## Task to complete:
Find the word "index" below. Copy each line that has it.

## Exercise input:
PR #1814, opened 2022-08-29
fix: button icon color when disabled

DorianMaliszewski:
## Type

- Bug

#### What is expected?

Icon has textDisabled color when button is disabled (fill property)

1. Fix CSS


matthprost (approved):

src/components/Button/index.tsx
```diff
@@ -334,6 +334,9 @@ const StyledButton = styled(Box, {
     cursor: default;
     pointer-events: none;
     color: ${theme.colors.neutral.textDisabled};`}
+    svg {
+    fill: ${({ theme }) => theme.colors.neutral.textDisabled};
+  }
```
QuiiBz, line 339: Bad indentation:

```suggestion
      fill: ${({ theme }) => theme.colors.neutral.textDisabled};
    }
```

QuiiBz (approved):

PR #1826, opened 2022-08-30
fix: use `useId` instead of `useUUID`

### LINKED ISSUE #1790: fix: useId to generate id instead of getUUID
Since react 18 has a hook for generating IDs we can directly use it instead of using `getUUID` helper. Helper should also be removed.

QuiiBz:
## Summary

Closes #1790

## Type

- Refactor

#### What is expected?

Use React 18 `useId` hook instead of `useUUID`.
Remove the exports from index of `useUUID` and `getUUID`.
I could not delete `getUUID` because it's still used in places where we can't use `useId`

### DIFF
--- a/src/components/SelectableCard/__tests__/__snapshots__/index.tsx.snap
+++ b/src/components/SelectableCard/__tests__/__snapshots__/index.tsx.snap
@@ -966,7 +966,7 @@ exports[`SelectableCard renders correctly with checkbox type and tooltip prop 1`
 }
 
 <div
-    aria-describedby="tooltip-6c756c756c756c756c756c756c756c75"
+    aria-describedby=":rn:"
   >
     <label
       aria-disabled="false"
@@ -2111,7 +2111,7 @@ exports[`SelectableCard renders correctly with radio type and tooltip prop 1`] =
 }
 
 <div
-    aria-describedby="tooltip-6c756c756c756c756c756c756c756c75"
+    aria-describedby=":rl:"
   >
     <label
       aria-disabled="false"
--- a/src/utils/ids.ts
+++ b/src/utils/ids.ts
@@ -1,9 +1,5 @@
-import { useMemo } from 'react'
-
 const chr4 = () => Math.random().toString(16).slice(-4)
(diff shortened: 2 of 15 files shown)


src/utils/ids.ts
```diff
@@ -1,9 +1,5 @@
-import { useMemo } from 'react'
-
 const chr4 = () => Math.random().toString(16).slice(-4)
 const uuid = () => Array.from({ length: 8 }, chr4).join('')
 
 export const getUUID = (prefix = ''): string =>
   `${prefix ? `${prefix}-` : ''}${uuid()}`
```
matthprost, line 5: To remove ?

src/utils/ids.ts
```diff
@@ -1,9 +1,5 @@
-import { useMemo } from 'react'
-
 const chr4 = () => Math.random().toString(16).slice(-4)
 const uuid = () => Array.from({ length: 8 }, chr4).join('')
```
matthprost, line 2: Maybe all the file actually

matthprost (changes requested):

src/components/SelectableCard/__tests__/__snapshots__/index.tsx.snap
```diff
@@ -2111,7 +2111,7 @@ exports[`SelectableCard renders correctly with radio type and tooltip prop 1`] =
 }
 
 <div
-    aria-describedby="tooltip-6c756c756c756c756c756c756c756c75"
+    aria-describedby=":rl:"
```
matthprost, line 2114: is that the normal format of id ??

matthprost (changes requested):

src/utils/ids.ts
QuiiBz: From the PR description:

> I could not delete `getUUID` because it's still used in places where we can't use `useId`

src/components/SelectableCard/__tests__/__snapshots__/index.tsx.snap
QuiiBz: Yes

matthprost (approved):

...

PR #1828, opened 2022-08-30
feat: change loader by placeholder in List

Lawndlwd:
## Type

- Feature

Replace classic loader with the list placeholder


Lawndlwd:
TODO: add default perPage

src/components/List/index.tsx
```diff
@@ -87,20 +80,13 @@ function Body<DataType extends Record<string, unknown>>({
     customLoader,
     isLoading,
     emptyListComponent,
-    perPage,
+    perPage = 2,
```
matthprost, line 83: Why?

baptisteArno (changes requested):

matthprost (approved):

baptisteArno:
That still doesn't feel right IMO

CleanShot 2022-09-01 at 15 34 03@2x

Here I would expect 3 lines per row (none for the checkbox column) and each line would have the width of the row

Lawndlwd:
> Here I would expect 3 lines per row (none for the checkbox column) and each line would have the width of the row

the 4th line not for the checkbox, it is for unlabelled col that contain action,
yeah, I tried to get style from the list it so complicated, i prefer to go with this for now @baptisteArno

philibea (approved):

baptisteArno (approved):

## Exercise response:
src/components/Button/index.tsx
Remove the exports from index of `useUUID` and `getUUID`.
--- a/src/components/SelectableCard/__tests__/__snapshots__/index.tsx.snap
+++ b/src/components/SelectableCard/__tests__/__snapshots__/index.tsx.snap
src/components/SelectableCard/__tests__/__snapshots__/index.tsx.snap
src/components/SelectableCard/__tests__/__snapshots__/index.tsx.snap
src/components/List/index.tsx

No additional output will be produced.